Exercise requirements:
Would you please restate all of the data exactly?

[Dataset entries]
PR #1077, opened 2026-07-10
feat(monitoring): add metric for AMI version

terrywilcox:
Expose the node's AMI version as a Prometheus info metric (supavisor_prom_ex_ami_version_info) with the version carried in a `version` label, mirroring the existing app-version metric pattern. The value is read from the AMI_VERSION env var, defaulting to "" when unset.

Feature

Doesn't put AMI version in metrics

## What is the new behavior?

Add AMI version to metrics

## Additional context

https://linear.app/supabase/issue/POOLER-554/add-metric-for-ami-version

### DIFF
--- a/lib/supavisor/monitoring/cluster.ex
+++ b/lib/supavisor/monitoring/cluster.ex
@@ -52,10 +52,15 @@ defmodule Supavisor.PromEx.Plugins.Cluster do
             tags: [:current, :permanent, :base, :previous]
           )
         ]
-      ),
-      Polling.build(
-        :supavisor_ami_version_events,
-        poll_rate,
+      )
+    ]
+  end
+
+  @impl true
+  def manual_metrics(_opts) do
+    [
+      Manual.build(
+        :supavisor_ami_version_manual_metrics,
         {__MODULE__, :emit_ami_version, []},
         [
           last_value(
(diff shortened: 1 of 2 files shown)


lib/supavisor/monitoring/cluster.ex
```diff
@@ -52,6 +52,20 @@ defmodule Supavisor.PromEx.Plugins.Cluster do
             tags: [:current, :permanent, :base, :previous]
           )
         ]
+      ),
+      Polling.build(
```
v0idpwn: Should we use a longer poll interval for this one since it doesn't change? 🤔

lib/supavisor/monitoring/cluster.ex
```diff
@@ -90,6 +104,17 @@ defmodule Supavisor.PromEx.Plugins.Cluster do
     )
   end
 
+  @spec emit_ami_version() :: :ok
+  def emit_ami_version do
+    version = System.get_env("AMI_VERSION") || ""
```
v0idpwn: I wonder if we should not emit it when its not there. For example, self-hosted deployments usually won't set up this env var.

terrywilcox: That seems reasonable. I'll change it.

lib/supavisor/monitoring/cluster.ex
terrywilcox: It does seem overkill to publish the same number every 15 seconds. 
An AMI version change means a restart, which triggers a poll when it starts up? We can't miss any value changes?

v0idpwn: Yep! I know there's something in PromEx for "publish once" metrics, maybe we can use that?

v0idpwn: It's used for application versions/elixir version/otp version

terrywilcox: Changed it to manual rather than poll.

lib/supavisor/monitoring/cluster.ex
terrywilcox: Does not emit if not set.

v0idpwn (approved):

PR #1079, opened 2026-07-11
fix: wait for all DB replies before releasing backend

### LINKED ISSUE #1061: [RFC]: Pipelined Transactions
When a client [pipelines](https://www.postgresql.org/docs/current/libpq-pipeline-mode.html) multiple transactions in a single batch, replies beyond the first few transactions are dropped, and the backend is released early, causing the client to just hang waiting till timeout. (in transaction mode)

Client libraries like [postgres.js](https://github.com/porsager/postgres) and [tokio-postgres](https://docs.rs/tokio-postgres/latest/tokio_postgres/) (probably more) pipeline by default for concurrent queries to avoid multiple network requests.

**Repro**

This can be reproduced using a simple pipelined psql (≥17) script:

```
\startpipeline
SELECT 1 AS a \bind \sendpipeline
\syncpipeline
SELECT pg_sleep(1) \bind \sendpipeline
\syncpipeline
SELECT 2 AS a \bind \sendpipeline
\syncpipeline
\endpipeline
```

A `postgres.js` repro which basically sends concurrent SQL queries (this is where I first caught it):

```javascript
import postgres from 'postgres'

const sql = postgres('postgresql://postgres.TENANT:PASS@HOST:6543/postgres', { max: 3, prepare: true })

const rows = await Promise.all(Array.from({ length: 20 }, (_, i) => sql`SELECT ${i}::int AS n`))
console.log('got', rows.length, 'results')
```

Snehil-Shah:

Avoids prematurely releasing the backend on the first-found `ReadyForQuery` message. 

The client hangs waiting for the rest of the replies, but Supavisor already releases the backend early, causing the remaining replies to be lost.

## What is the new behavior?

The client handler now communicates the expected `ReadyForQuery` messages to wait for, so we only release the backend when we are done with the batch.

## Additional context

Resolves #1061 

I spent good time on the tests. The integration tests correctly catch the regression (fails on main, passes here).

### DIFF
--- a/lib/supavisor/client_handler/protocol_helpers.ex
+++ b/lib/supavisor/client_handler/protocol_helpers.ex
@@ -97,11 +97,12 @@ defmodule Supavisor.ClientHandler.ProtocolHelpers do
         :transaction,
         %{tenant_feature_flags: tenant_feature_flags} = data
       ) do
-    if FeatureFlag.enabled?(tenant_feature_flags, "named_prepared_statements") do
-      MessageStreamer.handle_packets(data.stream_state, bin)
-    else
-      {:ok, data.stream_state, bin}
-    end
+    translate? = FeatureFlag.enabled?(tenant_feature_flags, "named_prepared_statements")
+
+    stream_state =
+      MessageStreamer.update_state(data.stream_state, &%{&1 | translate?: translate?})
+
+    MessageStreamer.handle_packets(stream_state, bin)
   end
 
   def process_client_packets(bin, _mode, data) do
--- a/lib/supavisor/client_handler.ex
+++ b/lib/supavisor/client_handler.ex
@@ -45,6 +45,7 @@ defmodule Supavisor.ClientHandler do
   }
 
   alias Supavisor.Protocol.{FrontendMessageHandler, MessageStreamer}
+  require MessageStreamer
 
   alias Supavisor.Errors.{
     CheckoutTimeoutError,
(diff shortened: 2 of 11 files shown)


Snehil-Shah:
@v0idpwn I ran pgbench locally on my laptop (M2 8 cores, 16GB RAM).

**Setup**: `SELECT 1;`, 60 concurrent clients across 10 threads, for 15 seconds. I ran this setup 5 times to get a fair median.

I used a light query so we can focus on the actual code path overhead. The setup runs with `named_prepared_statements: false`, so we are purely testing the new framed path vs raw forwarding on main (before fix).

Here are the numbers:

| | median TPS | median latency | TPS range (5 rounds) |
|---|---:|---:|---|
| `main` (https://github.com/supabase/supavisor/tree/3dca3aa0d853ae309ee9941628dbc32a4c87a2ad) | 12,236 | 4.90 ms | 12,135 – 12,256 |
| this PR | 11,918 | 5.03 ms | 11,883 – 12,077 |
| **delta** | **−2.6 %** | **+2.7 %** | non-overlapping |

WDYT? I couldn't do a proper load test, although I feel this is enough for the story.

Snehil-Shah:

Solution to this problem:
PR #1077, opened 2026-07-10
feat(monitoring): add metric for AMI version

terrywilcox:
Expose the node's AMI version as a Prometheus info metric (supavisor_prom_ex_ami_version_info) with the version carried in a `version` label, mirroring the existing app-version metric pattern. The value is read from the AMI_VERSION env var, defaulting to "" when unset.

Feature

Doesn't put AMI version in metrics

## What is the new behavior?

Add AMI version to metrics

## Additional context

https://linear.app/supabase/issue/POOLER-554/add-metric-for-ami-version

### DIFF
--- a/lib/supavisor/monitoring/cluster.ex
+++ b/lib/supavisor/monitoring/cluster.ex
@@ -52,10 +52,15 @@ defmodule Supavisor.PromEx.Plugins.Cluster do
             tags: [:current, :permanent, :base, :previous]
           )
         ]
-      ),
-      Polling.build(
-        :supavisor_ami_version_events,
-        poll_rate,
+      )
+    ]
+  end
+
+  @impl true
+  def manual_metrics(_opts) do
+    [
+      Manual.build(
+        :supavisor_ami_version_manual_metrics,
         {__MODULE__, :emit_ami_version, []},
         [
           last_value(
(diff shortened: 1 of 2 files shown)


lib/supavisor/monitoring/cluster.ex
```diff
@@ -52,6 +52,20 @@ defmodule Supavisor.PromEx.Plugins.Cluster do
             tags: [:current, :permanent, :base, :previous]
           )
         ]
+      ),
+      Polling.build(
```
v0idpwn: Should we use a longer poll interval for this one since it doesn't change? 🤔

lib/supavisor/monitoring/cluster.ex
```diff
@@ -90,6 +104,17 @@ defmodule Supavisor.PromEx.Plugins.Cluster do
     )
   end
 
+  @spec emit_ami_version() :: :ok
+  def emit_ami_version do
+    version = System.get_env("AMI_VERSION") || ""
```
v0idpwn: I wonder if we should not emit it when its not there. For example, self-hosted deployments usually won't set up this env var.

terrywilcox: That seems reasonable. I'll change it.

lib/supavisor/monitoring/cluster.ex
terrywilcox: It does seem overkill to publish the same number every 15 seconds. 
An AMI version change means a restart, which triggers a poll when it starts up? We can't miss any value changes?

v0idpwn: Yep! I know there's something in PromEx for "publish once" metrics, maybe we can use that?

v0idpwn: It's used for application versions/elixir version/otp version

terrywilcox: Changed it to manual rather than poll.

lib/supavisor/monitoring/cluster.ex
terrywilcox: Does not emit if not set.

v0idpwn (approved):

PR #1079, opened 2026-07-11
fix: wait for all DB replies before releasing backend

### LINKED ISSUE #1061: [RFC]: Pipelined Transactions
When a client [pipelines](https://www.postgresql.org/docs/current/libpq-pipeline-mode.html) multiple transactions in a single batch, replies beyond the first few transactions are dropped, and the backend is released early, causing the client to just hang waiting till timeout. (in transaction mode)

Client libraries like [postgres.js](https://github.com/porsager/postgres) and [tokio-postgres](https://docs.rs/tokio-postgres/latest/tokio_postgres/) (probably more) pipeline by default for concurrent queries to avoid multiple network requests.

**Repro**

This can be reproduced using a simple pipelined psql (≥17) script:

```
\startpipeline
SELECT 1 AS a \bind \sendpipeline
\syncpipeline
SELECT pg_sleep(1) \bind \sendpipeline
\syncpipeline
SELECT 2 AS a \bind \sendpipeline
\syncpipeline
\endpipeline
```

A `postgres.js` repro which basically sends concurrent SQL queries (this is where I first caught it):

```javascript
import postgres from 'postgres'

const sql = postgres('postgresql://postgres.TENANT:PASS@HOST:6543/postgres', { max: 3, prepare: true })

const rows = await Promise.all(Array.from({ length: 20 }, (_, i) => sql`SELECT ${i}::int AS n`))
console.log('got', rows.length, 'results')
```

Snehil-Shah:

Avoids prematurely releasing the backend on the first-found `ReadyForQuery` message. 

The client hangs waiting for the rest of the replies, but Supavisor already releases the backend early, causing the remaining replies to be lost.

## What is the new behavior?

The client handler now communicates the expected `ReadyForQuery` messages to wait for, so we only release the backend when we are done with the batch.

## Additional context

Resolves #1061 

I spent good time on the tests. The integration tests correctly catch the regression (fails on main, passes here).

### DIFF
--- a/lib/supavisor/client_handler/protocol_helpers.ex
+++ b/lib/supavisor/client_handler/protocol_helpers.ex
@@ -97,11 +97,12 @@ defmodule Supavisor.ClientHandler.ProtocolHelpers do
         :transaction,
         %{tenant_feature_flags: tenant_feature_flags} = data
       ) do
-    if FeatureFlag.enabled?(tenant_feature_flags, "named_prepared_statements") do
-      MessageStreamer.handle_packets(data.stream_state, bin)
-    else
-      {:ok, data.stream_state, bin}
-    end
+    translate? = FeatureFlag.enabled?(tenant_feature_flags, "named_prepared_statements")
+
+    stream_state =
+      MessageStreamer.update_state(data.stream_state, &%{&1 | translate?: translate?})
+
+    MessageStreamer.handle_packets(stream_state, bin)
   end
 
   def process_client_packets(bin, _mode, data) do
--- a/lib/supavisor/client_handler.ex
+++ b/lib/supavisor/client_handler.ex
@@ -45,6 +45,7 @@ defmodule Supavisor.ClientHandler do
   }
 
   alias Supavisor.Protocol.{FrontendMessageHandler, MessageStreamer}
+  require MessageStreamer
 
   alias Supavisor.Errors.{
     CheckoutTimeoutError,
(diff shortened: 2 of 11 files shown)


Snehil-Shah:
@v0idpwn I ran pgbench locally on my laptop (M2 8 cores, 16GB RAM).

**Setup**: `SELECT 1;`, 60 concurrent clients across 10 threads, for 15 seconds. I ran this setup 5 times to get a fair median.

I used a light query so we can focus on the actual code path overhead. The setup runs with `named_prepared_statements: false`, so we are purely testing the new framed path vs raw forwarding on main (before fix).

Here are the numbers:

| | median TPS | median latency | TPS range (5 rounds) |
|---|---:|---:|---|
| `main` (https://github.com/supabase/supavisor/tree/3dca3aa0d853ae309ee9941628dbc32a4c87a2ad) | 12,236 | 4.90 ms | 12,135 – 12,256 |
| this PR | 11,918 | 5.03 ms | 11,883 – 12,077 |
| **delta** | **−2.6 %** | **+2.7 %** | non-overlapping |

WDYT? I couldn't do a proper load test, although I feel this is enough for the story.

Snehil-Shah:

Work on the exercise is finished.